Keratinocytes are the primary type of cell found in the epidermis, the outermost layer of the skin. In humans, they constitute 90% of epidermal skin cells. Basal cells in the basal layer (stratum basale) of the skin are sometimes referred to as basal keratinocytes.

Keratinocytes form a barrier against environmental damage by heat, UV radiation, water loss, pathogenic bacteria, fungi, parasites, and viruses.
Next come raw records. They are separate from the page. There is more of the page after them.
PR #1014, opened 2024-04-16
remove contains(SCHEMAS_DIR) check, as old versions don't have that dir

phiSgr:


callicles (approved):

apps/framework-cli/src/framework/schema.rs
```diff
@@ -106,11 +105,9 @@ impl Display for DuplicateModelError {
 impl std::error::Error for DuplicateModelError {}
 
 pub fn is_schema_file(path: &Path) -> bool {
-    path.to_string_lossy().contains(SCHEMAS_DIR)
```
DatGuyJonathan, line 109: IIRC, this would return true on flow files then eventually try to parse the flow.ts files. Do we need to exclude flow directory then?

phiSgr: Oh, I'll add this check in the watcher code then.

DatGuyJonathan: I think watcher is local only. Would it still try to parse flow.ts files in prod?

phiSgr: When initializing, the dir crawling has a correct base path to start.

PR #1030, opened 2024-04-17
Create README.md for product analytics instructions

okane16:


03cranec (commented):
Content looks good. My only concern is that when we start to duplicate documentation in different places, it gets really easy to forget to update all the places when things change. 

Given this is in the same repo as our docs, maybe there is a way to reference/pull the reference file from the docs to here? I think @callicles did something like this for another readme?

callicles:
Where is that duplicated from?

okane16:
> Where is that duplicated from?

RIght now its not duplicated from anywhere. It could be duplicated by the template detail page content on moosejs.com/templates/[template id] but currently that page does not use markdown

callicles:
Let's merge then

callicles (approved):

A number of structural proteins, enzymes, lipids, and antimicrobial peptides contribute to maintain the important barrier function of the skin. Keratinocytes differentiate from epidermal stem cells in the lower part of the epidermis and migrate towards the surface, finally becoming corneocytes and eventually being shed, which happens every 40 to 56 days in humans.

==Function==
The primary function of keratinocytes is to act as a barrier. They protect the body from environmental damage by heat, UV radiation, dehydration, pathogenic bacteria, fungi, parasites, and viruses.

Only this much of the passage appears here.